[Records from a data collection]
PR #6048, opened 2022-11-02
Improved eval code

mopfel-winrux:
I added the ability for the user pick two flags to pass to the eval subroutine. 

The first is the `-j` flag. This takes the result from the inputted hoon code , `+jam`'s it and outputs it as a hexadecimal string. 

The second is the `-jk` flag. This takes the result from the inputted hoon code, `+jam`'s it and outputs the noun wrapped in the proper `%khan` header (leading zero, noun size, noun) as binary data.

The proper use of the eval is as follows:
`echo "(add 2 2)" | urbit eval -jk > test.jam`

This should be the easiest way to `+jam` a noun for `%khan` use

### DIFF
--- a/pkg/urbit/daemon/main.c
+++ b/pkg/urbit/daemon/main.c
@@ -1012,15 +1012,21 @@ static void
 _cw_eval(c3_i argc, c3_c* argv[])
 {
   c3_o jam_l;
+  c3_o khan_l;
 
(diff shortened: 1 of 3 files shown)


jalehman:
Closing this because it's targeting the wrong repo. A new PR has been created.

Issue #6052, opened 2022-11-04
`+*` is overloaded and the second syntax can mostly be replaced by `|$`


drbeefsupreme:
First, see https://github.com/urbit/developers.urbit.org/issues/218

The "second syntax" I am referring to in the title is the one present in `+boog`:

https://github.com/urbit/urbit/blob/master/pkg/arvo/sys/hoon.hoon#L13256-L13279

The `+*` that is almost always used, at the top of doors, is instead:

https://github.com/urbit/urbit/blob/master/pkg/arvo/sys/hoon.hoon#L13316-L13323

As far as I can tell, these are two completely different use cases, and using `+*` for both of them feels to me like it has to have been some kind of oversight. The only place in the base distribution that uses the second syntax is here: https://github.com/urbit/urbit/blob/master/pkg/base-dev/lib/language-server/complete.hoon#L6-L7

and it seems to work fine by replacing those two lines with:
```hoon
++  option  |$  [item]
  [term=cord detail=item]
```
and everything compiles when removing the `+*` parser from `+boog`.

I'm not entirely sure what the point of this `+*` is. The only real difference between it and `|$` that I can discern is the presence of the `%made` `spec`. I'm not entirely sure what this is for, but I think @joemfb explained it to me once.

I think it is pretty straightforward that having two syntaxes that do totally different things for `+*` is wrong, especially given that the common one isn't even a real arm, while this second one is a real arm. A couple solutions off the top of my head:

1.  Change the second syntax to be a different lus digraph, e.g. `+#` (not suggesting hax specifically)
2.  Remove the second syntax entirely and change the one instance of `+*` being used in the `%base` distribution to use `|$` instead. There is a possibility that some developers are out there is making use of this, so probably we'd want to perform an OTA including a printf saying that it will be deprecated first.

The first one leans back in the direction of having more arm digraphs that we moved away from a few years ago. But it maintains the ability to use the `%made` spec (whose purpose is unknown to me).

The second one makes it impossible to use `%made` except when building a `spec` by hand. Possibly this is fine for now, if `%made` isn't yet serving any purpose.

Until I know what `%made` is for, I don't want to favor one option or the other (and there may be other solutions that didn't occur to me).

philipcmonk:
Relevant: urbit/arvo#365 #1654 #1712

joemfb:
[...]

PR #6054, opened 2022-11-04
language server: change +* to |$

drbeefsupreme:
See #6052. This is the only use of the deprecated syntax of `+*` I was able to find in the repository.

I was going to make the changes to `+boog` to remove the `+*` parsing in the same PR, and that works fine on a ship with only `%base`. But Clay seems to run into issues with this on a regular solid pill fake ship with

```
> .^((set desk) %cd %)
{%bitcoin %base %landscape %webterm %garden %kids}
```

I haven't figured out why yet. Even though `+cat %/lib/language-server/complete/hoon` shows the change in the commit here, it still says its running into a syntax error as though it hadn't changed. I'll be adding the stack trace to #6052. In any case, it makes me pretty sure that we need to change the existing instance of `+*` first before changing `hoon.hoon`.


drbeefsupreme:
Argh branched off of master again and now there's extra stuff, will remake

PR #6055, opened 2022-11-04
language server: change +* to |$

drbeefsupreme:
See https://github.com/urbit/urbit/issues/6052.

This is the only use of the deprecated syntax of `+*` I was able to find in the repository.

I was going to make the changes to `+boog` to remove the `+*` parsing in the same PR, and that works fine on a ship with only `%base`. But Clay seems to run into issues with this on a regular solid pill fake ship with

```
> .^((set desk) %cd %)
{%bitcoin %base %landscape %webterm %garden %kids}
```

I haven't figured out why yet. Even though `+cat %/lib/language-server/complete/hoon` shows the change in the commit here, it still says its running into a syntax error as though it hadn't changed. I'll be adding the stack trace to https://github.com/urbit/urbit/issues/6052. In any case, it makes me pretty sure that we need to change the existing instance of `+*` first before changing `hoon.hoon`, thus the separate PR.

### DIFF
--- a/pkg/base-dev/lib/language-server/complete.hoon
+++ b/pkg/base-dev/lib/language-server/complete.hoon
@@ -3,7 +3,8 @@
 ::
 =/  debug  |
 |%
-+*  option  [item]
+++  option
+  |$  [item]
   [term=cord detail=item]
 ::
 ::  Like +rose except also produces line number


drbeefsupreme:
Per https://github.com/urbit/urbit/issues/6052#issuecomment-1304343002 the reason this doesn't work with the removal of the `+*` parser in `+boog` (even after this change is committed) is because that requires a Kelvin upgrade. But since there's no anticipated Kelvin change for `hoon.hoon` on the horizon as far as I know, it makes sense to push this update separately in the meantime just so we've completely eliminated use of the old `+*` syntax in the default solid pill.

belisarius222 (approved):
LGTM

• PROBLEM STATEMENT: In how many lines of the records does the word "solutions" appear? Give the number alone.

• COMPLETED TASK: 2